The Pastor concluded by saying “I’m convinced its time to create intentional space for creative clustering, invite participation and see what God stirs up.” Such efforts have begun to creep back into circles of faith across the country; some such efforts I’ve mentioned on this blog from time to time. However, I still feel the need to ask the question of readers — and of Pastor Bruursema — how do we do this?


About pcNielsen
Paul Nielsen founded The Aesthetic Elevator late in 2005. He owns a piece of paper, located somewhere in his house (not on the wall), stating that he earned a B.F.A. from the University of Nebraska around about 2001. While there, he studied studied architecture, graphic design and ceramics, graduating with a degree in studio art. Paul presently serves as communications manager for a small non-profit doing their print design and marketing. He spends as much time sculpting in his studio as possible — which is not nearly enough. Visit his website at

2 Responses to Clustering creatives in the church

  1. TAE, my first visit to the blog. Looking forward to becoming a regular reader. (I’m “Pastor Bruursema”. Actually, I normally answer to Kevin.)

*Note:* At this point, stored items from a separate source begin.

Issue #196, opened 2016-09-27
Using server.inject's native promise feature in tests


JMurphyWeb:
'If no callback is provided, a Promise object is returned.' [according to the docs](http://hapijs.com/api#serverinjectoptions-callback)

**Proposal: chain server.injects with promises as opposed to callbacks.**

As functionality increases, some of our tests are getting quite long as we continue to test end to end. For example I am about to test new browse functionality, here is what i would like to test:

Basic flow:
Login; browse challenges view;  add some filters; browse challenges view again; browse organisations view with same filters, browse organisations without filters;

This could be broken up into smaller tests, but it represents a fairly standard user flow that would be nice to capture in a single test.  

Additional flow:
Create a new challenge, sign out, sign in with a different user, check that the new challenge is present and first in the list.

    We’re in the early stages of creative clustering. Right now we’re looking for a good date to gather a core of between 8-10 musical and visual artists. We’ll gather in a space that we want to redeem as a sort of Studio–think creative cauldron that has relatively free access to artists. Once there, we’re going to cast vision for the idea of creative clustering. Then my hope is to give a little bit of a budget and invite the artists to transform a space into a Studio and performance space as an initial project. I’m hoping this gives us some startup momentum. I expect this script will be adjusted considerably as we go along.

  2. TAE says:

    Glad you could make it Pastor!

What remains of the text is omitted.